In summary, a DFS policy in this paper consists of a pair of frequency choices for the two PEs, the duty cycle, and the scheduling period. The latter two are the same for both processors. We believe our model can be extended to allow for these last two parameters to be PE-specific too but that would complicate the discussion.

**PE's energy**  $E_{p,i}$ : The energy of the *i*th PE in the period [0,t] comprises of two parts due to the scheduler's actions. The first part is the energy consumed in the active mode while the second is the energy consumed in the idle mode.
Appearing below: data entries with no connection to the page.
PR #2975, opened 2024-06-26
Fix incompatibility with importlib-metadata 8

### LINKED ISSUE #2974: 2.16.0 regression - `KeyError: 'Requires-Python'` crash when running `pdm add` in github actions on python 3.8
- [X] I have searched the issue tracker and believe that this is not a duplicate.

when running the `pdm add` command on python 3.8 in github actions, it crashes with the following error:

```
KeyError: 'Requires-Python'
```

i can't reproduce this locally, but it happens in github actions (windows-latest, ubuntu-latest and macos-latest) on python 3.8 but not 3.12. this bug seems to have been introduced in pdm 2.16.0

## Steps to reproduce

1. clone https://github.com/DetachHead/test/tree/0b2d5a592e30f2bfc76d8fddedf73b0ef17d6a4b
1. run the following commands in github actions on python 3.8:
   ```
   ./pw pdm install -v
   ./pw pdm add pytest==3.8 -v
   ```
## Actual behavior
see github actions for the full output: https://github.com/DetachHead/test/actions/runs/9671949594/job/26683445102
```
  File "/home/runner/work/test/test/.pyprojectx/venvs/pdm-2ad7fbee887cffa1265ac100532e45d2-py3.8/bin/pdm", line 8, in <module>
    sys.exit(main())
  File "/home/runner/work/test/test/.pyprojectx/venvs/pdm-2ad7fbee887cffa1265ac100532e45d2-py3.8/lib/python3.8/site-packages/pdm/core.py", line 363, in main
    return core.main(args or sys.argv[1:])
  File "/home/runner/work/test/test/.pyprojectx/venvs/pdm-2ad7fbee887cffa1265ac100532e45d2-py3.8/lib/python3.8/site-packages/pdm/core.py", line 281, in main
    raise cast(Exception, err).with_traceback(traceback) from None
  File "/home/runner/work/test/test/.pyprojectx/venvs/pdm-2ad7fbee887cffa1265ac100532e45d2-py3.8/lib/python3.8/site-packages/pdm/core.py", line 276, in main
    self.handle(project, options)
  File "/home/runner/work/test/test/.pyprojectx/venvs/pdm-2ad7fbee887cffa1265ac100532e45d2-py3.8/lib/python3.8/site-packages/pdm/core.py", line 212, in handle
  File "/home/runner/work/test/test/.pyprojectx/venvs/pdm-2ad7fbee887cffa1265ac100532e45d2-py3.8/lib/python3.8/site-packages/pdm/cli/commands/add.py", line 69, in handle
    self.do_add(
  File "/home/runner/work/test/test/.pyprojectx/venvs/pdm-2ad7fbee887cffa1265ac100532e45d2-py3.8/lib/python3.8/site-packages/pdm/cli/commands/add.py", line 162, in do_add
    resolved = do_lock(
  File "/home/runner/work/test/test/.pyprojectx/venvs/pdm-2ad7fbee887cffa1265ac100532e45d2-py3.8/lib/python3.8/site-packages/pdm/cli/actions.py", line 101, in do_lock
    mapping, dependencies = resolve(
  File "/home/runner/work/test/test/.pyprojectx/venvs/pdm-2ad7fbee887cffa1265ac100532e45d2-py3.8/lib/python3.8/site-packages/pdm/resolver/core.py", line 39, in resolve
    result = resolver.resolve(requirements, max_rounds)
  File "/home/runner/work/test/test/.pyprojectx/venvs/pdm-2ad7fbee887cffa1265ac100532e45d2-py3.8/lib/python3.8/site-packages/resolvelib/resolvers.py", line 546, in resolve
    state = resolution.resolve(requirements, max_rounds=max_rounds)
  File "/home/runner/work/test/test/.pyprojectx/venvs/pdm-2ad7fbee887cffa1265ac100532e45d2-py3.8/lib/python3.8/site-packages/resolvelib/resolvers.py", line 426, in resolve
    name = min(unsatisfied_names, key=self._get_preference)
  File "/home/runner/work/test/test/.pyprojectx/venvs/pdm-2ad7fbee887cffa1265ac100532e45d2-py3.8/lib/python3.8/site-packages/resolvelib/resolvers.py", line 203, in _get_preference
    return self._p.get_preference(
  File "/home/runner/work/test/test/.pyprojectx/venvs/pdm-2ad7fbee887cffa1265ac100532e45d2-py3.8/lib/python3.8/site-packages/pdm/resolver/providers.py", line 135, in get_preference
    deps = self.get_dependencies(candidate)
  File "/home/runner/work/test/test/.pyprojectx/venvs/pdm-2ad7fbee887cffa1265ac100532e45d2-py3.8/lib/python3.8/site-packages/pdm/resolver/providers.py", line 272, in get_dependencies
    deps, requires_python, _ = self.repository.get_dependencies(candidate)
  File "/home/runner/work/test/test/.pyprojectx/venvs/pdm-2ad7fbee887cffa1265ac100532e45d2-py3.8/lib/python3.8/site-packages/pdm/models/repositories.py", line 90, in get_dependencies
    requirements, requires_python, summary = getter(candidate)
  File "/home/runner/work/test/test/.pyprojectx/venvs/pdm-2ad7fbee887cffa1265ac100532e45d2-py3.8/lib/python3.8/site-packages/pdm/models/repositories.py", line 48, in wrapper
    result = func(self, candidate)
  File "/home/runner/work/test/test/.pyprojectx/venvs/pdm-2ad7fbee887cffa1265ac100532e45d2-py3.8/lib/python3.8/site-packages/pdm/models/repositories.py", line 270, in _get_dependencies_from_metadata
    deps = prepared.get_dependencies_from_metadata()
  File "/home/runner/work/test/test/.pyprojectx/venvs/pdm-2ad7fbee887cffa1265ac100532e45d2-py3.8/lib/python3.8/site-packages/pdm/models/candidates.py", line 625, in get_dependencies_from_metadata
    return filter_requirements_with_extras(self.metadata.requires or [], extras)
  File "/home/runner/work/test/test/.pyprojectx/venvs/pdm-2ad7fbee887cffa1265ac100532e45d2-py3.8/lib/python3.8/site-packages/pdm/models/candidates.py", line 618, in metadata
    self.candidate.requires_python = cast(str, result.metadata["Requires-Python"] or "")
  File "/home/runner/work/test/test/.pyprojectx/venvs/pdm-2ad7fbee887cffa1265ac100532e45d2-py3.8/lib/python3.8/site-packages/importlib_metadata/_adapters.py", line 54, in __getitem__
    raise KeyError(item)
KeyError: 'Requires-Python'
```

## Expected behavior

no error

## Environment Information

```bash
{
  "implementation_version": "3.8.18",
  "os_name": "posix",
  "platform_machine": "x86_64",
  "platform_release": "6.5.0-1022-azure",
  "platform_system": "Linux",
  "platform_version": "#23~22.04.1-Ubuntu SMP Thu May  9 17:59:24 UTC 2024",
  "python_full_version": "3.8.18",
  "python_version": "3.8",
  "sys_platform": "linux"
}
```

JelleZijlstra:
Fixes #2974

## Pull Request Checklist

Still running the test suite locally to verify whether existing tests catch this.

### DIFF
--- a/src/pdm/cli/commands/list.py
+++ b/src/pdm/cli/commands/list.py
@@ -309,6 +309,19 @@ def parse_comma_separated_string(
     return items
 
 
+def _get_metadata_key(dist: im.Distribution, key: str) -> str | None:
+    """Get a key from metadata, or return None if it is not found or 'UNKNOWN'."""
+    # Starting with importlib-metadata 8.0, KeyError is thrown for missing keys.
+    try:
+        value = dist.metadata[key]
+    except KeyError:
+        return None
+    else:
+        if not value or value == "UNKNOWN":
+            return None
+        return value
+
+
 class Listable:
     """Wrapper makes sorting and exporting information about a Distribution
     easier.  It also retrieves license information from dist-info metadata.
@@ -322,20 +335,17 @@ class Listable:
     def __init__(self, dist: im.Distribution, groups: set[str]):
         self.dist = dist
 
-        self.name: str | None = dist.metadata["Name"]
+        self.name = _get_metadata_key(dist, "Name")
         self.groups = "|".join(groups)
 
-        self.version: str | None = dist.metadata["Version"]
-        self.version = None if self.version == "UNKNOWN" else self.version
+        self.version = _get_metadata_key(dist, "Version")
 
-        self.homepage: str | None = dist.metadata["Home-Page"]
-        self.homepage = None if self.homepage == "UNKNOWN" else self.homepage
+        self.homepage = _get_metadata_key(dist, "Home-Page")
 
         # If the License metadata field is empty or UNKNOWN then try to
         # find the license in the Trove classifiers.  There may be more than one
         # so generate a pipe separated list (to avoid complexity with CSV export).
-        self.licenses: str | None = dist.metadata["License"]
-        self.licenses = None if self.licenses == "UNKNOWN" else self.licenses
+        self.licenses = _get_metadata_key(dist, "License")
 
         # Sometimes package metadata contains the full license text.
         # e.g. license = { file="LICENSE" } in pyproject.toml
--- a/src/pdm/cli/commands/list.py
+++ b/src/pdm/cli/commands/list.py
@@ -309,19 +309,6 @@ def parse_comma_separated_string(
     return items
 
 
-def _get_metadata_key(dist: im.Distribution, key: str) -> str | None:
-    """Get a key from metadata, or return None if it is not found or 'UNKNOWN'."""
-    # Starting with importlib-metadata 8.0, KeyError is thrown for missing keys.
-    try:
-        value = dist.metadata[key]
-    except KeyError:
-        return None
-    else:
-        if not value or value == "UNKNOWN":
-            return None
-        return value
-
-
 class Listable:
     """Wrapper makes sorting and exporting information about a Distribution
     easier.  It also retrieves license information from dist-info metadata.
@@ -335,17 +322,20 @@ class Listable:
     def __init__(self, dist: im.Distribution, groups: set[str]):
         self.dist = dist
 
-        self.name = _get_metadata_key(dist, "Name")
+        self.name = dist.metadata.get("Name")
         self.groups = "|".join(groups)
 
-        self.version = _get_metadata_key(dist, "Version")
+        self.version = dist.metadata.get("Version")
+        self.version = None if self.version == "UNKNOWN" else self.version
 
-        self.homepage = _get_metadata_key(dist, "Home-Page")
+        self.homepage = dist.metadata.get("Home-Page")
+        self.homepage = None if self.homepage == "UNKNOWN" else self.homepage
 
         # If the License metadata field is empty or UNKNOWN then try to
         # find the license in the Trove classifiers.  There may be more than one
         # so generate a pipe separated list (to avoid complexity with CSV export).
-        self.licenses = _get_metadata_key(dist, "License")
+        self.licenses = dist.metadata.get("License")
+        self.licenses = None if self.licenses == "UNKNOWN" else self.licenses
 
         # Sometimes package metadata contains the full license text.
         # e.g. license = { file="LICENSE" } in pyproject.toml
--- a/src/pdm/models/candidates.py
+++ b/src/pdm/models/candidates.py
@@ -615,7 +615,12 @@ class PreparedCandidate:
             if not self.candidate.version:
                 self.candidate.version = result.version
             if not self.candidate.requires_python:
-                self.candidate.requires_python = cast(str, result.metadata["Requires-Python"] or "")
+                # Starting in importlib_metadata 8.0, KeyError is thrown if the key is missing
+                try:
+                    requires_python = result.metadata["Requires-Python"] or ""
+                except KeyError:
+                    requires_python = ""
+                self.candidate.requires_python = requires_python
             self._metadata = result
         return self._metadata
 
--- a/src/pdm/models/candidates.py
+++ b/src/pdm/models/candidates.py
@@ -611,16 +611,11 @@ class PreparedCandidate:
         if self._metadata is None:
             result = self.prepare_metadata()
             if not self.candidate.name:
-                self.req.name = self.candidate.name = cast(str, result.metadata["Name"])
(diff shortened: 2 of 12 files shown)


sydney-runkle:
Thanks for this fix!

I think this might also be related: https://github.com/pydantic/pydantic/actions/runs/9670225358/job/26678546379 (an issue with `Home-Page` from `dist.metadata`). Thoughts?

frostming:
Please fix other occurrences as well, search for (regex) `metadata\["[A-Z]` to find them.

You will also need a compatibility helper function for this to not repeat the try-catch everywhere.

sydney-runkle:
Thanks @JelleZijlstra, quite speedy 😎!

JelleZijlstra:
Thanks, do you know if it is safe to assume that the "Name" key is always present? That's the one PDM looks at most frequently.

src/pdm/cli/commands/list.py
```diff
@@ -309,6 +309,19 @@ def parse_comma_separated_string(
...
 
+def _get_metadata_key(dist: im.Distribution, key: str) -> str | None:
+    """Get a key from metadata, or return None if it is not found or 'UNKNOWN'."""
+    # Starting with importlib-metadata 8.0, KeyError is thrown for missing keys.
+    try:
+        value = dist.metadata[key]
+    except KeyError:
+        return None
+    else:
+        if not value or value == "UNKNOWN":
```
frostming, line 320: I would prefer to just leave `UNKNOWN` as-is? or why not?

JelleZijlstra: All the calling code in this file was replacing UNKNOWN with None, see further down in the diff.

src/pdm/models/candidates.py
```diff
@@ -615,7 +615,12 @@ def metadata(self) -> im.Distribution:
             if not self.candidate.version:
                 self.candidate.version = result.version
             if not self.candidate.requires_python:
-                self.candidate.requires_python = cast(str, result.metadata["Requires-Python"] or "")
+                # Starting in importlib_metadata 8.0, KeyError is thrown if the key is missing
+                try:
+                    requires_python = result.metadata["Requires-Python"] or ""
+                except KeyError:
+                    requires_python = ""
```
frostming, line 622: replace it using the helper function?

src/pdm/cli/commands/list.py
JelleZijlstra: But agree that if we want a more general helper function, it's better to keep the "UNKNOWN" check out. I think I'll add a helper to `utils.py` and use that in the places this PR already changes plus a few more.

src/pdm/models/candidates.py
JelleZijlstra: I realized I can use the `.get()` method since the metadata dictionary is a subclass of `email.message.Message`: https://docs.python.org/3.10/library/email.message.html#email.message.EmailMessage.get.

With that, I don't think the helper function is necessary, so I removed it.

I went over all the places I could find that did an unguarded key access to the metadata mapping and replaced most of them with `.get()`. I found some other code in PDM dealing with cases where the Name field is missing, so I changed even that.

src/pdm/cli/commands/list.py
```diff
@@ -335,17 +322,20 @@ class Listable:
     def __init__(self, dist: im.Distribution, groups: set[str]):
         self.dist = dist
 
-        self.name = _get_metadata_key(dist, "Name")
+        self.name = dist.metadata.get("Name")
```
frostming, line 325: I object to the use of `.get`, which is not exposed in the [public protocol of importlib-metadata](https://github.com/python/importlib_metadata/blob/f3901686abc47853523f3b211873fc2b9e0c5ab5/importlib_metadata/_meta.py#L11) but is only an implementation detail which we shouldn't rely on.

src/pdm/models/candidates.py
frostming: Oops, you will need to fix the CI failures.

JelleZijlstra: Thanks, just fixed the syntax issue on pre-3.12. The 3.12 tests did pass so hopefully the other Python versions will pass too now.

JelleZijlstra:
Not sure what's causing the failure in 3.13 on Windows, but the same failure appeared on #2973, so it's probably not related to my changes.

frostming (approved):

frostming:
Thanks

We use  $p_{p,i}^{active}$  to denote the power of the *i*th PE during an activation of T that occurs in [0,t].  $p_{p,i}^{active}$  is a constant when the *i*th PE is activated by T.  $p_{p,i}^{idle}$  denotes the power of the *i*th PE in the idle mode.

In period [0, t], the maximum and minimum lengths of activation durations in clock cycles on the *i*th PE are denoted with  $L_{p,i}^{\max}$  and  $L_{p,i}^{\max}$  respectively. The clock frequency of the *i*th PE is represented by  $\Omega_i$ .

The maximum amount of active time in seconds is denoted by  $t_{active}^{max}$ . Similarly,  $t_{active}^{min}$  represents the minimum amount of active time in seconds.  $t_{active}^{max}$  and  $t_{active}^{min}$  are derived as follows:

$$t_{active}^{max} = a_i^{max}(t) L_{p,i}^{max} / \Omega_i$$
  
$$t_{active}^{min} = a_i^{min}(t) L_{p,i}^{min} / \Omega_i , \qquad (6)$$

where  $a_i^{max}$  and  $a_i^{min}$  are derived in Eq. 4. The impacts of the DFS scheme are directly on the service curves ( $\sigma_1$  and  $\sigma_2$ ), then reflected on  $a_i^{max}$  and  $a_i^{min}$ .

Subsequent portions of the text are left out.